Just received it yesterday btw!


----------



## cabfrank

It looks great! Let us know how you like it.


----------



## Agent Sands

I love the blue face, so much so that this might be the first Bambino I buy. I'm not in love with the hands, but I can live with them.


----------



## cabfrank

Yes, it is beautiful. I actually hate the hands, but I hope to live with them soon too.


----------



## FongSayYuk

The hands do not bother me at all. In fact, I find it very unique in a positive way


----------



## CristobalGordo

This is my gray one on a NATO. I don't know if I'll keep it on that strap forever but it looks OK.


----------



## cabfrank

Thanks. I guess we would all prefer different hands, but can live with these.


FongSayYuk said:


> The hands do not bother me at all. In fact, I find it very unique in a positive way


----------



## HUF

CristobalGordo said:


> This is my gray one on a NATO. I don't know if I'll keep it on that strap forever but it looks OK.


Wow, you have found a perfect combination of NATO colors for that Bambino!


----------



## bradjoffe

I've just ordered the blue face (ER2400LD) from Creation Watches. I will report back once I get it with some photos. Hope the face looks as good as it does in the photos and that the short hands dont bother me!


----------



## John10

Pretty sure I'm gonna spring for the white dial 3rd gen soon. I need a simple dress watch in my collection that I can swap between black/brown leather and this thing is growing on me (price helps too). I love the style of the markers vs the old bambino. 


Sent from my iPhone using Tapatalk


----------



## bradjoffe

I received my ER2400LD from Creation Watches and it doesn't disappoint! The shipping was fast and reliable. It took only 3 business days to get from Singapore to Sydney, Australia via DHL (which was free). 

My initial thoughts before ordering were that it is really hard to go wrong with a watch that costs around $150AUD. However, upon receiving the watch, it doesn't look like a "cheap watch" and I have already received a lot of compliments on it. Its strongest point is definitely the deep blue dial, which catches various reflections of light. The size is perfect too, and it is a nice change from my bulkier divers as it is a bit slimmer and fits under my shirt sleeve more easily. Domed crystal is also great! 

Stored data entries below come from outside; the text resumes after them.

PR #3005, opened 2022-10-23
feat(dotnettarget): add dotnettarget segment

### LINKED ISSUE #1568: Enhance dotnet segment to support .Net framework
### Code of Conduct

Enhance the dotnet segment to recognize if the folder contains a .Net framework project vs a dotnet core project.

Some suggestions are on the discussion such as parsing the project files and looking at the TargetFrameworkVersion element. 

I don't see an easy way to do this if only the .sln file is in the folder however, perhaps drilling into one of the projects in the solution and looking at that.

babieiev:
### Prerequisites

### Description

This PR adds a new segment to display the target .NET framework version moniker (TFM) of the current project.

Resolves #1568

### DIFF
--- a/src/engine/segment.go
+++ b/src/engine/segment.go
@@ -106,6 +106,8 @@ const (
 	DENO SegmentType = "deno"
 	// DOTNET writes which dotnet version is currently active
 	DOTNET SegmentType = "dotnet"
+	// DOTNETTARGET writes which version of .NET the current project is targeting
+	DOTNETTARGET SegmentType = "dotnettarget"
 	// EXECUTIONTIME writes the execution time of the last run command
 	EXECUTIONTIME SegmentType = "executiontime"
 	// EXIT writes the last exit code
@@ -283,6 +285,7 @@ func (segment *Segment) mapSegmentWithWriter(env environment.Environment) error 
 		DART:          &segments.Dart{},
 		DENO:          &segments.Deno{},
 		DOTNET:        &segments.Dotnet{},
+		DOTNETTARGET:  &segments.DotnetTarget{},
 		EXECUTIONTIME: &segments.Executiontime{},
 		EXIT:          &segments.Exit{},
 		FLUTTER:       &segments.Flutter{},
--- a/src/segments/dotnet_target.go
+++ b/src/segments/dotnet_target.go
@@ -2,12 +2,10 @@ package segments
 
 import (
 	"errors"
-	"fmt"
 	"oh-my-posh/environment"
 	"oh-my-posh/properties"
 	"oh-my-posh/regex"
 	"strings"
-	"time"
 )
 
 type DotnetTarget struct {
@@ -53,7 +51,6 @@ func (d *DotnetTarget) Enabled() bool {
 }
 
 func (d *DotnetTarget) getProjectFiles() []string {
-	defer d.env.Trace(time.Now(), "getProjectFiles")
 	var files []string
 	for _, extension := range d.extensions {
 		cwd := d.env.Pwd()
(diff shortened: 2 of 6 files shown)


JanDeDobbeleer:
@lesfiddler I can sure help. I'll try to go through it tomorrow. There's a few PR'a I need to help with.

babieiev:
@JanDeDobbeleer The problem is solved. I added tests and updated the pull request.

JanDeDobbeleer:
@lesfiddler thanks, now what I would do (and this is a refactor on your end I suppose), is also extend the `language` struct [like the dotnet segment](https://github.com/JanDeDobbeleer/oh-my-posh/blob/fed2d020256f19bf54c5094afc5a680bbe32a2a9/src/segments/dotnet.go#L10). That way you get a lof of things out of the box, and you can extend it with a `getVersion` function to extract the `TFM`, just like you already do. The python segment has an [example](https://github.com/JanDeDobbeleer/oh-my-posh/blob/fed2d020256f19bf54c5094afc5a680bbe32a2a9/src/segments/python.go#L38) for this. I'm still wondering if we should extend the `dotnet` segment with this one (first in the array), rather than set up a new segment. If a TFM is found, take that one, if not proceed with the dotnet CLI.

babieiev:
@JanDeDobbeleer I'm also hesitant to add a new segment. I suggested this because it seems to me that this approach is just easier to understand. There is a certain difference between this and all other `language` segments. `TFM` is not the same as version. Let me explain. The moniker can look like `net7.0`, `netcoreapp3.1`, `net6.0-ios15.0`, and in some cases (although quite rarely), like `uap10.0` for example. If the `dotnet` segment shows the version of the active SDK, then my segment shows which framework the current project is targeting.
Of course, we can extend `language` struct, but I'm not sure that combining these two segments (`dotnet` and `dotnet_target`) is a good idea. But of course you are the maintainer, so the final decision is yours.
I'm a little busy right now, but soon I'll try to make the changes you ask for.

JanDeDobbeleer:
@lesfiddler you're right, this is the same as [project](https://github.com/JanDeDobbeleer/oh-my-posh/blob/main/src/segments/project.go) however, not dotnet. We should be able to extend that one.

babieiev:
Oh! It's a wonder I didn't notice it sooner. [Project](https://github.com/JanDeDobbeleer/oh-my-posh/blob/main/src/segments/project.go) segment is exactly what is needed, thanks.

babieiev:
@JanDeDobbeleer `dotnet` project files can have 3 extensions: `*.csproj`, `*.vbproj` and `*.fsproj`. But `project.go` is not designed for multiple files. I am not sure that completely changing the structure, and accordingly the work, is a good decision. So, if we want to keep it as part of the `project.go`, I suggest separating them with a semicolon, like here:

New (multiple files):
```go
...
{
	Name:    "dotnet",
	File:    "*.csproj;*.vbproj;*.fsproj",
	Fetcher: n.getDotnetProject,
},
...

func (n *Project) hasProjectFile(p *ProjectItem) bool {
	files := strings.Split(p.File, ";")
	for _, file := range files {
		if n.env.HasFiles(file) {
			return true
		}
	}
	return false;
}
```

Old (single file):
```go
...
{
	Name:    "dotnet",
	File:    "*.csproj",
	Fetcher: n.getDotnetProject,
},
...

func (n *Project) hasProjectFile(p *ProjectItem) bool {
	return n.env.HasFiles(p.File)
}
```
Is that ok, or would you suggest something better?

JanDeDobbeleer:
@lesfiddler I would change File to an array. Cleaner, and only internal anyways.

babieiev:
@JanDeDobbeleer I've created a new branch for this change, so I'll open [a new PR](https://github.com/JanDeDobbeleer/oh-my-posh/pull/3019) and close this one.

PR #3012, opened 2022-10-24
theme: add catppuccin

afmosquerare:
Sorry


JanDeDobbeleer:
👋 @anphemus, theme aditions are no longer accepted due to the ever growing set. We do however accept showcasing your custom theme in the [🎨 Themes section](https://github.com/JanDeDobbeleer/oh-my-posh/discussions/categories/themes) in discussions.

JanDeDobbeleer:
@anphemus we already have catppucin themes in main, is there a specific reason to include this one as well?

Having said all of this, there are a few places where I would have liked a little bit more work. Firstly, I don't love the look of the painted markers in between 12, 3, 6 and 9, however it is in keeping with the overall "Bauhaus" style of the watch. Similarly the numbers in the date window, albeit clear and easy to read do look a bit cheap. The strap does its job and is quite nice for a no frills simple strap, however I'm thinking about swapping it out for a nice textured tan brown strap (which I think will look good with the blue dial). Overall, I am very very happy with the purchase for only $156AUD.

I have taken some pictures as promised. I tried to take pictures in different lighting scenarios to show how the dial changes. These were taken from my phone, so I apologise for the quality. I haven't taken extensive photos of the strap, case etc but can do so on request! Enjoy.


----------



## cabfrank

Well, it looks absolutely great!


----------



## FongSayYuk

Stunning .

No marks on the dial btw? I guess I have been unlucky. Not bothered by it anymore, just ... you know... it would have felt better haha


----------



## Bloom

Speaking of bad luck...I personally had bad luck with my 3[SUP]rd[/SUP] Gen Bambino. Was initially working fine, then I sold it and the buyer said it was broken when he received it. He sent it back, and sure enough, it doesn't work anymore. Sending it in to Orient for service and they gave me a two month estimate before it would be repaired. I'm admittedly kind of soured over the whole thing right now, and have taken a hard look at Electric California's "Carroway" model, as it looks really similar to the 3[SUP]rd[/SUP] Gen Bambino. Yes it's quartz, but in some respects I like it better than the Bambino, i.e. 6 o'clock white on black date window, applied indices, crown guards, better water resistance rating, and non-bent hands. Again, I might feel differently if my Bambino didn't decide to crap out after only having it for a little over two weeks and then having to send it in for service with an estimated return of first part of August, but I guess that's the way it goes sometimes. Sigh.


----------



## Rob Cox

Got the blue on Tuesday and put a cheap (£6.50) expandable on it, 22mm but filed the end links down to 21mm.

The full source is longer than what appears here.